Mrs. Libby was a large iron-gray widow of sixty, insatiably greedy of
such fleshly comforts as had ever come within her knowledge--soft
cushions, heavily sweetened dishes, finer clothing than her neighbors.
She had cold eyes, and nature had formed her mouth and jaw like the
little silver-striped adder that I found one day, mangled by some
passing cart, in the yellow dust of the road. Her lips were stretched
for ever in that same flat, immutable smile. When she moved her head,
you caught the gleam of a string of gold beads, half-hidden in a crease
of her stout throat. She had still a coarsely handsome figure, she was
called a fine looking woman; and every afternoon she sat and sewed by
the window of her parlor, dressed in a tight, black gown, with
immaculate cuffs about her thick wrists. The neighbors--thin, overworked
women, with numerous children--were too tired and busy to be envious.
They thought her very genteel. Her husband, before his last illness, had
kept a large grocery store in a village on the South side of the Island.

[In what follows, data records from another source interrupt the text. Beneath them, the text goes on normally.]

PR #1342, opened 2023-08-14
``dpctl.tensor.where`` output preserves memory order of inputs

ndgrigorian:
This PR adjusts the behavior of ``dpctl.tensor.where`` to preserve the memory layout of its inputs. This improves the access pattern of the kernel.

Performance of old behavior:
```

In [2]: dt = dpt.int32

In [3]: sh = (8160, 8160)

In [4]: ar1 = dpt.ones(sh, dtype=dt, order="C")[:4080, ::-2].mT

In [5]: ar2 = dpt.zeros(sh, dtype=dt, order="C")[:4080, ::-2].mT

In [6]: condition = dpt.zeros(sh, dtype=dt, order="C")[:4080, ::-2].mT

In [7]: res = dpt.where(condition, ar1, ar2)
CPU times: user 143 ms, sys: 53.4 ms, total: 196 ms
Wall time: 220 ms

In [8]: %time res = dpt.where(condition, ar1, ar2)
CPU times: user 48.3 ms, sys: 67.6 ms, total: 116 ms
Wall time: 119 ms

In [9]: %time res = dpt.where(condition, ar1, ar2)
CPU times: user 81.5 ms, sys: 31.1 ms, total: 113 ms
Wall time: 114 ms
```

New behavior:
```
In [9]: %time res = dpt.where(condition, ar1, ar2)
CPU times: user 26.9 ms, sys: 198 µs, total: 27.1 ms
Wall time: 27.8 ms

In [10]: %time res = dpt.where(condition, ar1, ar2)
CPU times: user 16.1 ms, sys: 13.8 ms, total: 29.9 ms
Wall time: 30.9 ms

In [11]: %time res = dpt.where(condition, ar1, ar2)
CPU times: user 23.3 ms, sys: 1.43 ms, total: 24.7 ms
Wall time: 26.7 ms
```

which is an improvement of ~4x in certain cases.

``_empty_like_triple_orderK`` is introduced for this purpose and a test was added to ensure that the output strides are as expected.

### DIFF
--- a/dpctl/tensor/_copy_utils.py
+++ b/dpctl/tensor/_copy_utils.py
@@ -427,12 +427,16 @@ def _empty_like_triple_orderK(X1, X2, X3, dt, res_shape, usm_type, dev):
     nd1 = X1.ndim
     nd2 = X2.ndim
     nd3 = X3.ndim
-    if nd1 > nd2 and nd1 > nd3 and X1.shape == res_shape:
-        return _empty_like_orderK(X1, dt, usm_type, dev)
-    elif nd1 < nd2 and nd3 < nd2 and X2.shape == res_shape:
-        return _empty_like_orderK(X2, dt, usm_type, dev)
-    elif nd1 < nd3 and nd2 < nd3 and X3.shape == res_shape:
-        return _empty_like_orderK(X3, dt, usm_type, dev)
+    if X1.shape == res_shape and X2.shape == res_shape and len(res_shape) > nd3:
+        return _empty_like_pair_orderK(X1, X2, dt, res_shape, usm_type, dev)
+    elif (
+        X2.shape == res_shape and X3.shape == res_shape and len(res_shape) > nd1
+    ):
+        return _empty_like_pair_orderK(X2, X3, dt, res_shape, usm_type, dev)
+    elif (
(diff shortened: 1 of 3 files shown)


dpctl/tensor/_copy_utils.py
```diff
@@ -351,7 +351,9 @@ def _empty_like_orderK(X, dt, usm_type=None, dev=None):
         )
     st = list(X.strides)
     perm = sorted(
-        range(X.ndim), key=lambda d: builtins.abs(st[d]), reverse=True
+        range(X.ndim),
+        key=lambda d: builtins.abs(st[d] if X.shape[d] > 1 else 0),
```
oleksandr-pavlyk, line 355: Nit: 

```suggestion
        key=lambda d: builtins.abs(st[d]) if X.shape[d] > 1 else 0,
```

oleksandr-pavlyk (approved):
I think this looks good to go in @ndgrigorian. I had a small nitpick, but it just a matter of style.

dpctl/tensor/_copy_utils.py
ndgrigorian: Nice catch

Issue #1350, opened 2023-08-16
Copy usm_ndarray fails with order='K'


antonwolfy:
Below example is not working when both `copy=True` and `order='K'` are passed to `dpt.asarray`:
```python
a = dpt.ones((2, 4, 3))
b = dpt.permute_dims(a, (2, 0, 1))
c = dpt.asarray(b, copy=True, order='K')
---------------------------------------------------------------------------
ValueError                                Traceback (most recent call last)
Cell In[31], line 1
----> 1 c = dpt.asarray(b, copy=True, order='K')

File ~/miniconda3/envs/dpnp_dev/lib/python3.9/site-packages/dpctl/tensor/_ctors.py:580, in asarray(obj, dtype, device, copy, usm_type, sycl_queue, order)
    578 # handle instance(obj, usm_ndarray)
    579 if isinstance(obj, dpt.usm_ndarray):
--> 580     return _asarray_from_usm_ndarray(
    581         obj,
    582         dtype=dtype,
    583         copy=copy,
    584         usm_type=usm_type,
    585         sycl_queue=sycl_queue,
    586         order=order,
    587     )
    588 if hasattr(obj, "__sycl_usm_array_interface__"):
    589     ary = _usm_ndarray_from_suai(obj)

File ~/miniconda3/envs/dpnp_dev/lib/python3.9/site-packages/dpctl/tensor/_ctors.py:198, in _asarray_from_usm_ndarray(usm_ndary, dtype, copy, usm_type, sycl_queue, order)
    196 eq = dpctl.utils.get_execution_queue([usm_ndary.sycl_queue, copy_q])
    197 if eq is not None:
--> 198     hev, _ = ti._copy_usm_ndarray_into_usm_ndarray(
    199         src=usm_ndary, dst=res, sycl_queue=eq
    200     )
    201     hev.wait()
    202 else:

ValueError: Destination array can not accomodate all the elements of source array.

# while with copy=False or order='C' all works fine:
c = dpt.asarray(b, copy=False, order='K')
c is b
# Out: True

c = dpt.asarray(b, copy=True, order='C')
c.flags.c_contiguous
# Out: True

dpctl.__version__
# Out: '0.14.6dev3+4.g9afdb5802'
```

PR #1351, opened 2023-08-16
Fix bad order=K code logic in tensor.asarray 

oleksandr-pavlyk:
Closes gh-1350

`dpctl.tensor.asarray` implementation of `order='K'` keyword processing was replaced with call to tested `_empty_like_orderK` utility to fix the issue reported in gh-1350.

Few routines had to be shuffled to avoid import failure due to circular import dependencies.

### DIFF
--- a/dpctl/tensor/_ctors.py
+++ b/dpctl/tensor/_ctors.py
@@ -23,6 +23,8 @@ import dpctl.memory as dpm
 import dpctl.tensor as dpt
 import dpctl.tensor._tensor_impl as ti
 import dpctl.utils
+from dpctl.tensor._copy_utils import _empty_like_orderK
+from dpctl.tensor._data_types import _get_dtype
 from dpctl.tensor._device import normalize_queue_device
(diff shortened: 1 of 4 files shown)


dpctl/tensor/_ctors.py
```diff
@@ -106,6 +90,21 @@ def _array_info_sequence(li):
     return (n,) + dim, dt, device
 
 
+def _c_contig_strides(sh):
```
ndgrigorian, line 93: Is this meant to be used somewhere or is it a leftover from something?

oleksandr-pavlyk: I am going to remove it. I was used in the initial variant of the fix which was replaced with the call to `_empty_like_orderK`.

oleksandr-pavlyk: I removed the code and force-pushed the changes.

ndgrigorian (approved):

antonwolfy (approved):
The issue is resolved, no new problem observed by dpnp tests scope. Thank you @oleksandr-pavlyk !

PR #1352, opened 2023-08-16
Fully enable ``usm_ndarray`` in-place arithmetic operators

ndgrigorian:
This PR completes the implementation of in-place arithmetic operators.

With current behavior, in-place operations simply call the standard implementation and then set the original memory equal to the result. This sometimes leads to unnecessary memory allocation.

By reworking the ``out`` keyword, either input operand array can now be used as the output array, and copies are only required for casting and where race conditions must be considered (i.e., when the ``out`` array overlaps only some of an input).


oleksandr-pavlyk (commented):
I think this is ready to go in, with follow-up PRs to add kernels for more in-place operations (divide, bitwise operations, etc.)

oleksandr-pavlyk (approved):
Thank you @ndgrigorian . Useful change!

PR #1366, opened 2023-08-24
Conversion from raw to multi_ptr should be done with address_space_cast

oleksandr-pavlyk:
We used `sycl::multi_ptr` constructor instead of
`sycl::address_space_cast` previsously, and change in https://github.com/KhronosGroup/SYCL-Docs/pull/432 introduced `sycl::access:decorated::legacy` as the default which is deprecated in SYCL 2020 standard which highlighted the problem.

In using `sycl::address_space_cast` we specify
`sycl::access::decorated::yes`.


oleksandr-pavlyk:
Even before this change, we should have been using now deprecated `sycl::make_ptr` instead of `multi_ptr` constructor.

Merging.

PR #1369, opened 2023-08-25
Addressed "Very high" Coverity issue: dereferencing null pointer

oleksandr-pavlyk:
Ensured that `create_property_list` always returns an not-null unique pointer by creating an default-constructed `property_list` for the fall-through.

With this change we no longer need two branches for call to `sycl::queue` constructor, since `propList` is always available.

### DIFF
--- a/libsyclinterface/source/dpctl_sycl_queue_interface.cpp
+++ b/libsyclinterface/source/dpctl_sycl_queue_interface.cpp
@@ -121,7 +121,7 @@ bool set_kernel_arg(handler &cgh,
     return arg_set;
 }
 
-static std::unique_ptr<property_list> create_property_list(int properties)
+std::unique_ptr<property_list> create_property_list(int properties)
 {
     std::unique_ptr<property_list> propList;
     int _prop = properties;
--- a/libsyclinterface/source/dpctl_sycl_queue_interface.cpp
+++ b/libsyclinterface/source/dpctl_sycl_queue_interface.cpp
@@ -121,7 +121,7 @@ bool set_kernel_arg(handler &cgh,
     return arg_set;
 }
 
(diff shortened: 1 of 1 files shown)


ndgrigorian (approved):

libsyclinterface/source/dpctl_sycl_queue_interface.cpp
```diff
@@ -121,7 +121,7 @@ bool set_kernel_arg(handler &cgh,
     return arg_set;
 }
 
-std::unique_ptr<property_list> create_property_list(int properties)
+static std::unique_ptr<property_list> create_property_list(int properties)
```
diptorupd, line 124: Why is the function changed to `static`?

libsyclinterface/source/dpctl_sycl_queue_interface.cpp
```diff
@@ -143,6 +143,9 @@ std::unique_ptr<property_list> create_property_list(int properties)
         propList =
             std::make_unique<property_list>(sycl::property::queue::in_order());
     }
+    else {
```
diptorupd, line 146: I was not aware SYCL runtime allows an empty property_list. The change is good.

libsyclinterface/source/dpctl_sycl_queue_interface.cpp
oleksandr-pavlyk: I sued static in C sense, as this function is not public, but it is already in the anonymous namespace, so going to revert addition of `static` keyword here.

oleksandr-pavlyk, line 124:
```suggestion
std::unique_ptr<property_list> create_property_list(int properties)
```

diptorupd (approved):

PR #1370, opened 2023-08-26
Fixes boolean indexing for strided masks

ndgrigorian:
This PR fixes some edge cases to boolean indexing that were not working as expected.

The cumulative sum used to get the count of set elements in the mask was misbehaving, especially for cases with negative strides (and most noticeably, the 1D case). This seems to have been caused by stride simplification can change the order elements are traversed in, which caused incorrect results.

Additionally, the ``offset`` parameter was also unused in when the contiguous kernel was called after simplification.

A new stride simplification method called ``compact_iteration_space`` was introduced to fix the problem.

### DIFF
--- a/dpctl/tensor/libtensor/include/kernels/boolean_advanced_indexing.hpp
+++ b/dpctl/tensor/libtensor/include/kernels/boolean_advanced_indexing.hpp
@@ -424,7 +424,6 @@ typedef size_t (*mask_positions_strided_impl_fn_ptr_t)(
     size_t,
     const char *,
     int,
-    py::ssize_t,
     const py::ssize_t *,
     char *,
     std::vector<sycl::event> const &);
@@ -434,7 +433,6 @@ size_t mask_positions_strided_impl(sycl::queue q,
                                    size_t n_elems,
                                    const char *mask,
                                    int nd,
-                                   py::ssize_t input_offset,
                                    const py::ssize_t *shape_strides,
                                    char *cumsum,
                                    std::vector<sycl::event> const &depends = {})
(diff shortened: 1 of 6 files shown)


oleksandr-pavlyk:
It was a mistake to use `simplify_iteration_space_1` here. Not only will negative strides cause trouble, but so will F-contiguous mask arrays.

However I don't think removing simplification altogether is the right solution. We could use `simplify_iteration_space_2` using C-contiguous strides for the shape of the input mask array for the second input.

ndgrigorian:
> It was a mistake to use `simplify_iteration_space_1` here. Not only will negative strides cause trouble, but so will F-contiguous mask arrays.
> 
> However I don't think removing simplification altogether is the right solution. We could use `simplify_iteration_space_2` using C-contiguous strides for the shape of the input mask array for the second input.

I've tested this out and it does also resolve the problem.

Would it be worthwhile then to write an abbreviated version of ``simplify_iteration_space``, something like ``simplify_iteration_space_by_c_contig_strides``, which removes logic that will never be true for a C-contig second input and doesn't have an unused strides vector and offset as byproducts?

oleksandr-pavlyk:
> Would it be worthwhile then to write an abbreviated version of `simplify_iteration_space`, something like `simplify_iteration_space_by_c_contig_strides`, which removes logic that will never be true for a C-contig second input and doesn't have an unused strides vector and offset as byproducts?

Yes, I was thinking about this as well. It is a good idea. I'd suggest naming it `compact_iteration_space` (restricted simplification).

ndgrigorian:
@oleksandr-pavlyk 
I've added an implementation for ``compact_iteration_space`` to the PR.

oleksandr-pavlyk (approved):

PR #1380, opened 2023-08-30
Add roll kernels

oleksandr-pavlyk:
This PR supersedes gh-1341.

This PR removes `shift` parameter from `_copy_usm_ndarray_for_reshape` and introduces `_copy_usm_ndarray_for_roll_1d` (for `axis=None`) and `_copy_usm_ndarray_for_roll_nd` functions where `shifts` argument is expected to be a tuple specifying shift size for every axis.

This dedicated function `_copy_usm_ndarray_for_roll_nd` is used to implement multi-axis `roll` function instead of a sequence of concurrent copy operations.

This PR will make input `dpt.roll(x, shift=(1,1))` raise a `TypeError` exception (since array API spec mandates that when shift is a tuple, an axis must also be a tuple).


ndgrigorian (approved):
@oleksandr-pavlyk 
I've added a test just to cover a couple of lines in the coverage CI.

I tested out the branch and reviewed the code, it looks good to me.
With the changes to the indexers, we may want to go back and comb through other kernels, make sure there isn't some unnecessary casting. But maybe that can wait for when we replace ``py::ssize_t`` with ``ssize_t``.

PR #1387, opened 2023-09-03
Change roll kernels to copy few elements per kernel.

oleksandr-pavlyk:
This PR adds batching (copying more than one element per work-item).


oleksandr-pavlyk:
This change does not bring significant performance gain, so closing.

PR #1398, opened 2023-09-11
Remove python_extension_module

ZzEeKkAa:
`python_extension_module` raises errors when building with cmake>=3.27. To workaround it, use new way to include python into CMake and use `python_add_library` instead of `add_library`.


oleksandr-pavlyk (approved):

oleksandr-pavlyk:
I rebased the branch, and added a commit to remove specifying minimum required version of Python (as we should not prevent users from building with older Python and supported NumPy). Good to go in. Thank you for contributing @ZzEeKkAa !

PR #1706, opened 2024-06-07
Implement manipulation of flattened SO files

oleksandr-pavlyk:
This PR modifies `build.sh` to post-process the wheel and remove duplicate shared objects produced by Python packaging that follows symbolic links.

Symbolic links are restored for conda after wheel is installed.

The check ``test_service.py::test_syclinterface`` was modified to ignore presence of duplicate copies of the library shared objects if `--no-sycl-interface-test` option was specified to pytest.

The option is used in 
- coverage collection script `scripts/get_coverage.py`
- in workflow which builds `dpctl` with nighly sycl bundle of intel/llvm.

-------

### DIFF
--- a/dpctl/tests/test_service.py
+++ b/dpctl/tests/test_service.py
@@ -151,13 +151,21 @@ def test_dev_utils():
             device.parent_device
 
 
-def test_syclinterface():
+@pytest.fixture
+def should_skip_syclinterface(request):
+    return request.config.getoption("--no-sycl-interface-test")
+
+
+def test_syclinterface(should_skip_syclinterface):
     install_dir = os.path.dirname(os.path.abspath(dpctl.__file__))
     paths = glob.glob(os.path.join(install_dir, "*DPCTLSyclInterface*"))
     if "linux" in sys.platform:
-        assert len(paths) > 1 and any(
-            [os.path.islink(fn) for fn in paths]
-        ), "All library instances are hard links"
+        if should_skip_syclinterface:
+            pass
+        else:
+            assert len(paths) > 1 and any(
+                [os.path.islink(fn) for fn in paths]
+            ), "All library instances are hard links"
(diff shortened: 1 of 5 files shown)


ZzEeKkAa:
@oleksandr-pavlyk should we just keep `libdpctlsyclinterface.so.0.18` And teach dependent projects to import just it?

dpctl/tests/test_service.py
```diff
@@ -151,13 +151,21 @@ def test_dev_utils():
             device.parent_device
 
 
-def test_syclinterface():
+@pytest.fixture
+def should_skip_syclinterface(request):
+    return request.config.getoption("--no-sycl-interface-test")
+
+
+def test_syclinterface(should_skip_syclinterface):
```
ZzEeKkAa, line 159: May be something like `@pytest.mark.skipif` would be cleaner?
https://docs.pytest.org/en/stable/how-to/skipping.html#id1

oleksandr-pavlyk: I think this change should be deferred to a later PR.

Essentially, it would replace `pass` with a call to `pytest.skip`.

oleksandr-pavlyk:
No, we must keep `so.0`.

In case of incompatibility, we must increment major version.

oleksandr-pavlyk:
We need both .DLL and .LIB. The lib are used for linking (they are essentially loaders of DLL).

oleksandr-pavlyk:
> No, we must keep `so.0`.
> 
> In case of incompatibility, we must increment major version.

For soversion-ed libraries, linker searches for `so.0` as evidenced either `ldd` or `readelf`. If `.so.0` is deleted in favor of keeping `so.0.18`, importing of dpctl would stop working

ZzEeKkAa (approved):
LGMT!

PR #1707, opened 2024-06-08
Remove USE_SYCL_FOR_COMPLEX_TYPES

oleksandr-pavlyk:
Always use SYCL namespace functions. Also replaced some std namespace functions with corresponding sycl namespace functions.


ndgrigorian:
Tested build with CUDA and it built successfully, so this LGTM.

Since I had to add pre-commit changes, can @antonwolfy or @vtavana please take a look at the changes and review this PR?

I still see some uses of `std::sin`, `std::cos`, etc. but I think these can be replaced in a follow-up PR.

oleksandr-pavlyk:
The last commit, although green in CI, no longer build for NVPTX64 target, crashing during build of `cumulative_logsumexp.cpp` file.

It is best to report this to the attention of compiler engineers as a standalone reproducer and revert the culprit.

ndgrigorian:
> The last commit, although green in CI, no longer build for NVPTX64 target, crashing during build of `cumulative_logsumexp.cpp` file.
> 
> It is best to report this to the attention of compiler engineers as a standalone reproducer and revert the culprit.
> 
> Crash log

Culprit appears to be `sycl::log1p`. I will revert the change to use `sycl::log1p` before this is merged, among other `std` function replacements.

ndgrigorian (approved):
With `sycl::log1p` to `std::log1p` change for `logaddexp` and remaining `std` functions changed, CUDA builds and tests seem to pass. I think the PR is ready.

antonwolfy (approved):
@ndgrigorian, `dpnp` tests passed with these changes without any new issue.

It gave her a presumptive right to the difference in her ways, to the
stuff gown of an afternoon, to the use of butter instead of lard in her
cookery, to the extra thickness and brightness of her parlor carpet.
For days I steeped my soul in the peace and quiet. In the long mornings
I went down the grassy path to the beach, and lay on the yellow sands,
as lost to the world as if I were in some vast solitude.